* **Aim of the exercise**
Copy the complete listing that follows, letter for letter.

* **Stored data**

PR #607, opened 2017-05-13
Fix linux locales

mattiaverga:
Fix locales and help installation under linux and add Italian translation to the available languages.

### DIFF
--- a/CMakeLists.txt
+++ b/CMakeLists.txt
@@ -797,27 +797,19 @@ endif()
 
 ## Linux bundling of documentation + translation
 if(UNIX AND NOT APPLE)
-  # install language help files
-  set(locales_help     en_EN de_DE es_ES fr_FR it_IT ja_JP pl_PL ru_RU uk_UA zh_CN zh_TW)
-  set(locales_help_msg en    de    es    fr    it    ja    pl    ru    uk    zh_CN zh_TW)
-  list(LENGTH locales_help _len)
-  math(EXPR _len "${_len} - 1")
-  foreach(_index RANGE ${_len})
 
-    list(GET locales_help       ${_index} current_locale)
-    list(GET locales_help_msg   ${_index} current_locale_install_name)
-
+  foreach(current_locale IN LISTS all_locales)
     if("${current_locale}" STREQUAL "${default_locale}")
       set(destination share/phd2/)
-      set(install_options DESTINATION ${CMAKE_INSTALL_PREFIX}/share/phd2/)
+      set(install_help_options DESTINATION ${CMAKE_INSTALL_PREFIX}/share/phd2/)
     else()
       set(destination share/phd2/locale/${current_locale}/)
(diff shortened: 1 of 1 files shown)


CMakeLists.txt
```diff
@@ -798,8 +798,8 @@ endif()
 ## Linux bundling of documentation + translation
 if(UNIX AND NOT APPLE)
   # install language help files
-  set(locales_help     en_EN de_DE es_ES fr_FR ja_JP pl_PL ru_RU uk_UA zh_CN zh_TW)
-  set(locales_help_msg en    de    es    fr    ja    pl    ru    uk    zh_CN zh_TW)
+  set(locales_help     en_EN de_DE es_ES fr_FR it_IT ja_JP pl_PL ru_RU uk_UA zh_CN zh_TW)
+  set(locales_help_msg en    de    es    fr    it    ja    pl    ru    uk    zh_CN zh_TW)
```
raffienficiaud: there is the list ``all_locales`` that is returned from the call to ``generate_doc_targets``. Do you think it would be possible to link those two lists above to that ``all_locales`` list? There is the special case of ``zh`` that I did not know how to handle...

mattiaverga:
FYI: at the moment locales installation on linux does not work at all: at line 833 the `${message_file_basename}` does not exist at all, so the If statement is never true, and at line 840 the `if(${current_zip})` doesn't seem to work (at least for me under Fedora).

raffienficiaud:
I understand that you are fixing it, but before I made the changes to the way locales are working on Linux, they were maybe working. I obviously introduced something there (see commit 85f220db7c18661e544efab1c45005b8fe7e1513), but I suggest we concentrate on fixing it once for all. 

As I said, my concern is about the way the folders are named in your changes. Your implementation is not doing the same as "the intent" of the current code and the implementation of the previous code (before the merge 85f220db7c18661e544efab1c45005b8fe7e1513). It was made this way for some reasons I do not know about.

Do not get me wrong, I am not saying that what you did is incorrect, it is different and I do not know who tested it and on what platform.

Thanks

pchev:
I look at my old ppa buildlog and I can confirm that the locale where installed correctly in April 11 version but not in April 29 version. 

I test Mattia branch fix_linux_locales and I confirm it work on my Ubuntu system.

The only problem by installing the locale using this directory name is with the "system default" language selection if you use another language variant like fr_BE or fr_CH. 
But this only affect the "system default" language selection, if you select "French" in the brain it work in all case.

agalasso:
Great, thanks for testing it Patrick.
Unless anyone has any objections, I'll merge it shortly.

pchev:
For me you can merge this change.

I will rebuild my ppa version soon after as the current one miss the translations and help files.

agalasso:
Mattia, thanks for the PR and sorry for the delay in merging. I was travelling and out of town.

mattiaverga:
@agalasso no problem, I'm a bit under pressure too in these days.
Thanks for accepting the PR.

* **Answer space**
PR #607, opened 2017-05-13
Fix linux locales

mattiaverga:
Fix locales and help installation under linux and add Italian translation to the available languages.

### DIFF
--- a/CMakeLists.txt
+++ b/CMakeLists.txt
@@ -797,27 +797,19 @@ endif()
 
 ## Linux bundling of documentation + translation
 if(UNIX AND NOT APPLE)
-  # install language help files
-  set(locales_help     en_EN de_DE es_ES fr_FR it_IT ja_JP pl_PL ru_RU uk_UA zh_CN zh_TW)
-  set(locales_help_msg en    de    es    fr    it    ja    pl    ru    uk    zh_CN zh_TW)
-  list(LENGTH locales_help _len)
-  math(EXPR _len "${_len} - 1")
-  foreach(_index RANGE ${_len})
 
-    list(GET locales_help       ${_index} current_locale)
-    list(GET locales_help_msg   ${_index} current_locale_install_name)
-
+  foreach(current_locale IN LISTS all_locales)
     if("${current_locale}" STREQUAL "${default_locale}")
       set(destination share/phd2/)
-      set(install_options DESTINATION ${CMAKE_INSTALL_PREFIX}/share/phd2/)
+      set(install_help_options DESTINATION ${CMAKE_INSTALL_PREFIX}/share/phd2/)
     else()
       set(destination share/phd2/locale/${current_locale}/)
(diff shortened: 1 of 1 files shown)


CMakeLists.txt
```diff
@@ -798,8 +798,8 @@ endif()
 ## Linux bundling of documentation + translation
 if(UNIX AND NOT APPLE)
   # install language help files
-  set(locales_help     en_EN de_DE es_ES fr_FR ja_JP pl_PL ru_RU uk_UA zh_CN zh_TW)
-  set(locales_help_msg en    de    es    fr    ja    pl    ru    uk    zh_CN zh_TW)
+  set(locales_help     en_EN de_DE es_ES fr_FR it_IT ja_JP pl_PL ru_RU uk_UA zh_CN zh_TW)
+  set(locales_help_msg en    de    es    fr    it    ja    pl    ru    uk    zh_CN zh_TW)
```
raffienficiaud: there is the list ``all_locales`` that is returned from the call to ``generate_doc_targets``. Do you think it would be possible to link those two lists above to that ``all_locales`` list? There is the special case of ``zh`` that I did not know how to handle...

mattiaverga:
FYI: at the moment locales installation on linux does not work at all: at line 833 the `${message_file_basename}` does not exist at all, so the If statement is never true, and at line 840 the `if(${current_zip})` doesn't seem to work (at least for me under Fedora).

raffienficiaud:
I understand that you are fixing it, but before I made the changes to the way locales are working on Linux, they were maybe working. I obviously introduced something there (see commit 85f220db7c18661e544efab1c45005b8fe7e1513), but I suggest we concentrate on fixing it once for all. 

As I said, my concern is about the way the folders are named in your changes. Your implementation is not doing the same as "the intent" of the current code and the implementation of the previous code (before the merge 85f220db7c18661e544efab1c45005b8fe7e1513). It was made this way for some reasons I do not know about.

Do not get me wrong, I am not saying that what you did is incorrect, it is different and I do not know who tested it and on what platform.

Thanks

pchev:
I look at my old ppa buildlog and I can confirm that the locale where installed correctly in April 11 version but not in April 29 version. 

I test Mattia branch fix_linux_locales and I confirm it work on my Ubuntu system.

The only problem by installing the locale using this directory name is with the "system default" language selection if you use another language variant like fr_BE or fr_CH. 
But this only affect the "system default" language selection, if you select "French" in the brain it work in all case.

agalasso:
Great, thanks for testing it Patrick.
Unless anyone has any objections, I'll merge it shortly.

pchev:
For me you can merge this change.

I will rebuild my ppa version soon after as the current one miss the translations and help files.

agalasso:
Mattia, thanks for the PR and sorry for the delay in merging. I was travelling and out of town.

mattiaverga:
@agalasso no problem, I'm a bit under pressure too in these days.
Thanks for accepting the PR.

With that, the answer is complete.